So you need to create a place where you can let people in to dump their files using ssh but you do not want them to be poking around in your machine?
Unix is by its own a very open system. You can cd around in most places and looka at what is installed where, even read a lot of the configuration files in /etc and what not. Also by default in many systems you are allowed to peek into other users home directories even if you can’t change something you can get a lot of info from them and even cp the whole thing. Unless they’ve changed permissions.
This is written for Ubuntu by the way, but most modern Linuxen would work very similar to this and SSH is pretty standard so is most of the other things in here. If you have any problems you can let me know in the comment section.
Let’s say you have a friend who wants to put his backups on your machine and you want to put yours on his but you don’t want him to see what else you have on there. You need to create a chrooted environment for the guy when he logs on.
Here is how you do this.
First of all you need to decide where to place your ”jail”. The jail is the root in the chrooted environment, we will refer to this as a jail throughout this article. The jail can be put in /var/jail or somewhere similar perhaps you prefer /mnt/jail and mount it on a separate volume alltogether or why not make use of /opt/jail. Whatever you decide is fine.
You need to create your jail and a few other top level directories first. Let’s first gain root privileges:
$ sudo bash
Now create a directory structure
# cd /var # mkdir -p jail/{dev,bin,home,etc,lib} # chown -R root:root jail
Next step is to creat the /dev/null file as this is needed by many things…
# mknod -m 666 /var/jail/dev/null c 1 3
Next step is to copy some needed files from /etc into the jailed etc:
# cd /var/jail/etc # cp /etc/ld.so.cache . # cp /etc/ld.so.conf . # cp /etc/nsswitch.conf . # cp /etc/hosts .

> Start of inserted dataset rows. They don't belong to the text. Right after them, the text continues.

PR #570, opened 2020-12-04
Add console=ttyS0 to kernel params

derekhiggins:
In a virtual environment set console=ttyS0 so that the IPA
console can be logged for debugging.

To be used along with
https://github.com/metal3-io/ironic-image/pull/226

### DIFF
--- a/03_launch_mgmt_cluster.sh
+++ b/03_launch_mgmt_cluster.sh
@@ -193,6 +193,10 @@ CACHEURL=http://$IRONIC_HOST/images
 IRONIC_FAST_TRACK=true
 EOF
 
+  if [ "$NODES_PLATFORM" == "libvirt" ] ; then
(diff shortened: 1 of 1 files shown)


03_launch_mgmt_cluster.sh
```diff
@@ -107,6 +107,10 @@ IRONIC_ENDPOINT=${IRONIC_URL}
 IRONIC_INSPECTOR_ENDPOINT=${IRONIC_INSPECTOR_URL}
 EOF
 
+  if [ "$NODES_PLATFORM" == "libvirt" ] ; then
+    echo "IRONIC_KERNEL_PARAMS=console=ttyS0" | sudo tee -a "${BMOPATH}/config/default/ironic.env"
+  fi
+
```
maelk, line 113: In this case we are not deploying ironic, only BMO, so this is not needed here (See the "true false" on the following line)

derekhiggins: thanks, fixed

fmuyassarov (approved):

PR #573, opened 2020-12-07
Fix bug regarding Ironic deployment in feature test

kashifest:
Feature test ironic deletion and re-creation was not synchronized for centos based feature test. This PR fixes the issue.


fmuyassarov (commented):
/lgtm

PR #574, opened 2020-12-07
Migrate centos_install_req*.sh from bash to Ansible

fmuyassarov:
Move centos_install_requirements.sh to an Ansible script.


vm-setup/roles/packages_installation/tasks/centos_required_packages.yml
```diff
@@ -0,0 +1,53 @@
+# Perform CentOS/RHEL8 related configurations
+- name: Example using fail and when together
```
namnx228, line 2: Look like a copy-paste error.

namnx228 (commented):
Look good to me. Just one small nit.

vm-setup/roles/packages_installation/tasks/main.yml
```diff
@@ -31,10 +31,13 @@
...
-  package:
-      name: "{{ packages.centos.rhel8.packages }}"
-      state: present
+- name: Install packages on CentOS/RHEL8
+  block:
+    - name: Install packages on CentOS/RHEL8
+      package:
+          name: "{{ packages.centos.rhel8.packages }}"
+          state: present
+    - name: Install required packages for Ubuntu
```
furkatgofurov7, line 40: For Ubuntu? Not CentOS?

furkatgofurov7 (commented):
/lgtm

vm-setup/roles/packages_installation/tasks/centos_required_packages.yml
fmuyassarov: D'oh, good catch. Thanks.

vm-setup/roles/packages_installation/tasks/main.yml
fmuyassarov: Ops. True, should be CentOS.

centos_install_requirements.sh
```diff
@@ -1,54 +0,0 @@
-#!/usr/bin/env bash
-set -ex
-
-# shellcheck disable=SC1091
-source lib/logging.sh
-# shellcheck disable=SC1091
-source lib/common.sh
-
-sudo dnf install -y libselinux-utils
```
furkatgofurov7, line 9: I think this is missing in package [list](https://github.com/metal3-io/metal3-dev-env/blob/c6f9b23c0906a068dded9056f10b9acf5d3c25bb/vm-setup/roles/packages_installation/defaults/main.yml#L56)?

fmuyassarov: This step is done via
```
- name: Enable SELinux
  ansible.posix.selinux:
    policy: targeted
    state: permissive
  when: ansible_selinux.status == "enabled"
```

centos_install_requirements.sh
```diff
@@ -1,54 +0,0 @@
...
-    sudo alternatives --set python /usr/bin/python3
-fi
-
-# Install required packages
-sudo dnf -y install \
-  redhat-lsb-core \
-  python3-pip \
-  wget
-
-sudo pip3 install ansible
```
namnx228, line 41: If we remove this, how can Ansible be installed?

fmuyassarov: We are installing it in 01* script https://github.com/metal3-io/metal3-dev-env/blob/c6f9b23c0906a068dded9056f10b9acf5d3c25bb/01_prepare_host.sh#L30

kashifest:
lgtm, the centos failure needs to be investigated

vm-setup/roles/packages_installation/tasks/centos_required_packages.yml
```diff
@@ -0,0 +1,53 @@
...
+
+- name: Upgrade all packages
+  dnf:
+    name: "*"
+    state: latest
+
+# Install additional repos as needed for each OS version
+- name: Enable external repository
+  dnf:
+    name: extras
```
furkatgofurov7, line 28:
```suggestion
    name: epel-release
```

furkatgofurov7 (commented):
CI is failing with: 
`"failures": [[0m
[0;31m        "No package extras available."`
Maybe this suggestion could work?

vm-setup/roles/packages_installation/tasks/centos_required_packages.yml
fmuyassarov: Thanks @furkatgofurov7 . Will try that!

hardys: Note that epel isn't the same as extras, and there is some package overlap with different versions ref http://mirror.centos.org/centos/8/extras/x86_64/os/Packages/

I wonder if we need this repo at all, since the main dependency there seems to be ansible, which we're now [installing via pip](https://github.com/metal3-io/metal3-dev-env/blob/master/01_prepare_host.sh#L30)?

fmuyassarov: Good catch. Removed it.

PR #583, opened 2021-01-12
Optimize selinux configuration

MaXinjian:
selinuxenabled exits with 0 when selinux is in permissive or enforcing status.
when selinux is already in permissive status, we don't need to configure selinux

Signed-off-by: Ma Xinjian <maxj.fnst@cn.fujitsu.com>

### DIFF
--- a/centos_install_requirements.sh
+++ b/centos_install_requirements.sh
@@ -7,7 +7,7 @@ source lib/logging.sh
 source lib/common.sh
 
 sudo dnf install -y libselinux-utils
-if selinuxenabled ; then
+if getenforce | grep Enforcing; then
     sudo setenforce permissive
     sudo sed -i "s/=enforcing/=permissive/g" /etc/selinux/config
 fi


centos_install_requirements.sh
```diff
@@ -7,7 +7,7 @@ source lib/logging.sh
 source lib/common.sh
 
 sudo dnf install -y libselinux-utils
-if selinuxenabled ; then
+if getenforce | grep Enforcing; then
```
fmuyassarov, line 10: Wouldn't be better to check  SELinux mode explicitly against permissive?
```
if  !  getenforce | grep  Permissive; then
// do the settings
fi
```

MaXinjian: Only when getenforce  returns Enforcing, the settings are needed. when getenforce returns Disabled. the settings are not needed.

fmuyassarov (approved):

fmuyassarov:
@MaXinjian note thhat `centos_install_requirements.sh` has been moved to ansible script in https://github.com/metal3-io/metal3-dev-env/pull/574.

MaXinjian:
Close this PR  since target file has been removed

You can not link to the /etc real files because they would loop when you actually chroot… so that won’t work.
It’s now time to give the guys something to do in the jail. You need to add bash as a minimum at least. Whatever else you want to add also is okay, but don’t add too many commands. We will add the following commands: bash, rsync, ls, less, gzip, bzip2.
# cd /var/jail/bin # cp /bin/{bash,ls,gzip,bzip2} . # cp /usr/bin {rsync,less} .
Now you need to get your libraries over to the lib in the chroot. You can either figure out one by one which are needed by using the ldd command on each of our commands in the bin directory but that takes far too long. Let’s just throw them in there:
# cp -r /lib/* /var/jail/lib/
Create the chrooted user in the system: (In all the following [username] means the actual user name you want to add to the system. Your first one is probably a test user.)
# adduser -b /var/jail/home [username]
Then create his home dir:
# mkdir /var/jail/home/[username] # chown -R username:username /var/jail/home/[username] # chmod 700 /var/jail/home/[username]
When all this is done you need to tell SSH to put the user in jail when he logs on to your system. This is done by adding the following at the END OF THE FILE /etc/ssh/sshd_config:
Match User [username] chrootdirectory /var/jail/ X11Forwarding no AllowTcpForwarding no AuthorizedKeysFile /var/jail/home/%u/.ssh/authorized_keys
That last part, the AuthorizedKeysFile is not needed if you do password logins, but if you want to be able to do rsa/dsa key logins with SSH you need to put that line in there, otherwise SSH will look for the keys in the wrong place!
If you are addin SSH keys also, you should do the following:
# cd /var/jail/home/[username] # mkdir .ssh # chown [username]:[username] .ssh # chmod 700 .ssh
Then put the authorized_keys in there and chown it to the username and chmod it to 600 and it should work out of the box.